The Ultra Ethernet Consortium, a project under the stewardship of The Linux Foundation, has pledged to fine-tune the existing stack architecture of ethernet to satiate the burgeoning network demands of artificial intelligence (AI) and high-performance computing. The founding members of this innovative alliance include the who’s who of the technology world, including AMD, Arista, Broadcom, Cisco, Eviden, HPE, Intel, Meta, and Microsoft.
The core mission of this consortium is centred around enhancing the performance of existing ethernet technology in order to seamlessly accommodate the burgeoning workloads of high-power computing and AI applications. It aspires to leverage the widespread adoption and versatility of ethernet to handle a diverse range of workloads while ensuring scalability and cost-effectiveness.
Drilling deeper into the technical objectives, the consortium aims to formalise specifications, APIs, and source code defining protocols and signalling mechanisms. These blueprints will address everything from electrical and optical aspects to software, storage, security and management constructs needed to facilitate different workloads. Therefore, it covers the full spectrum from link-level mechanisms to end-to-end congestion and telemetry. The focus here, however, is specifically on handling requirements of AI, machine learning and high-performance computing environments.

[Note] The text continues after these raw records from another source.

PR #4207, opened 2015-11-25
M3389 As Parelsnoer I want to have the correct tissue types mapped in the Promise link

tommydeboer:
- Parels having a ```MATERIAL_TYPES_SUB``` field can distinguish between tissue types (```TISSUE_PARAFFIN_EMBEDDED``` and ```TISSUE_FROZEN```)
- Parels without ```MATERIAL_TYPES_SUB``` that have tissue stored still map to both the paraffin embedded and frozen tissue types

### DIFF
--- a/molgenis-app/src/main/java/org/molgenis/app/promise/mapper/ParelMapper.java
+++ b/molgenis-app/src/main/java/org/molgenis/app/promise/mapper/ParelMapper.java
@@ -293,9 +293,9 @@ public class ParelMapper implements PromiseMapper, ApplicationListener<ContextRe
 		List<String> unknown = Lists.newArrayList();
 		for (Entity sample : promiseSampleEntities)
 		{
-			// when MATERIAL_TYPES_SUB = -1, there is no tissue stored
+			String type = sample.getString("MATERIAL_TYPES");
 			String tissue = sample.getString("MATERIAL_TYPES_SUB");
-			if (tissue != null && !tissue.equals("-1"))
+			if (type.equals("weefsel") && tissue != null)
 			{
 				if (tissueTypesMap.containsKey(tissue))
 				{
@@ -308,7 +308,6 @@ public class ParelMapper implements PromiseMapper, ApplicationListener<ContextRe
 			}
 			else
 			{
-				String type = sample.getString("MATERIAL_TYPES");
 				if (materialTypesMap.containsKey(type))
 				{
 					materialTypesMap.get(type).forEach(t -> ids.add(t));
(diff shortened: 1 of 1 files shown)


molgenis-app/src/main/java/org/molgenis/app/promise/mapper/ParelMapper.java
```diff
@@ -280,14 +290,29 @@ private Entity toAgeType(String ageType)
 		List<String> unknown = Lists.newArrayList();
 		for (Entity sample : promiseSampleEntities)
 		{
-			String type = sample.getString("MATERIAL_TYPES");
-			if (materialTypesMap.containsKey(type))
+			String tissue = sample.getString("MATERIAL_TYPES_SUB");
```
fdlk: I (obviously! :) ) don't know how the mapping works but would expect that the MATERIAL_TYPES_SUB only contains tissue types if the MATERIAL_TYPES attribute contains "Tissue" or "weefsel" or whatever.

tommydeboer: ```MATERIAL_TYPES_SUB``` will be "-1"  when there is no tissue stored. We only look up the tissue type when it is not "-1".

fdlk: I mean the other way around, does the code list used for MATERIAL_TYPES_SUB depend on the value for MATERIAL_TYPES?

So, right now, if MATERIAL_TYPES='weefsel', you get MATERIAL_TYPES_SUB=['TISSUE_PARAFFIN_EMBEDDED'|'TISSUE_FROZEN']. And this is the only type that uses MATERIAL_TYPES_SUB.

But if at some point they decide they want to distinguish between blood types as well as tissue types and suddenly if MATERIAL_TYPES='blood', you'll get MATERIAL_TYPES_SUB = ['red'|'white']

Then, without changes, you'll translate 'red' to 'unknown tissue subtype'. But you can already check the MATERIAL_TYPE = 'weefsel' before parsing MATERIAL_TYPES_SUB.

Feel free to laugh if this is not making any sense, I really don't know anything about the mapping, am just triggered by seeing the code parse X_SUB without first checking the value for X.

tommydeboer: Ah, I understand. The field ```MATERIAL_TYPES_SUB``` was specifically added for this case, since the other cases already are distinguishable (like blood), and are just named in ```MATERIAL_TYPES```. Maybe the naming of the SUB field is a bit misleading, indeed. 

I'll flip the check around for readability and future proofing.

Putting it in layman’s terms, or taking swimming in the sea of networking architecture out of the equation, the Chair of the Ultra Ethernet Consortium, Dr J Metz, likens the effort to a comprehensive tune-up of ethernet. Expounding on the essence of the consortium, he elucidates: “This isn’t about overhauling Ethernet. It’s about tuning Ethernet to improve efficiency for workloads with specific performance requirements. We’re looking at every layer – from the physical all the way through the software layers – to find the best way to improve efficiency and performance at scale.”
Reflecting on the need for getting involved in such a project, Justin Hotard, executive vice president and general manager, HPC and AI, at Hewlett Packard Enterprise, notes, “Generative AI workloads will require us to architect our networks for supercomputing scale and performance.” He further underscores the importance of the Ultra Ethernet Consortium in developing an open, scalable and cost-effective ethernet-based communication stack to support high-performance workloads efficiently.
Supporting this perspective, Jeff McVeigh, corporate vice president and general manager of the Super Compute Group at Intel, points out the inexhaustible demand for computational and network performance for AI, machine learning, and high-performance workloads stays at scale. He brings up the need for open solutions to meet these requirements and escape from proprietary solutions.
It’s worth mentioning that the challenges the Ultra Ethernet Consortium seeks to tackle bear a resemblance to what Nvidia’s Infiniband promises to offer. However, the consortium seems ready to accept competition and plans to start welcoming new members in Q4 of this year.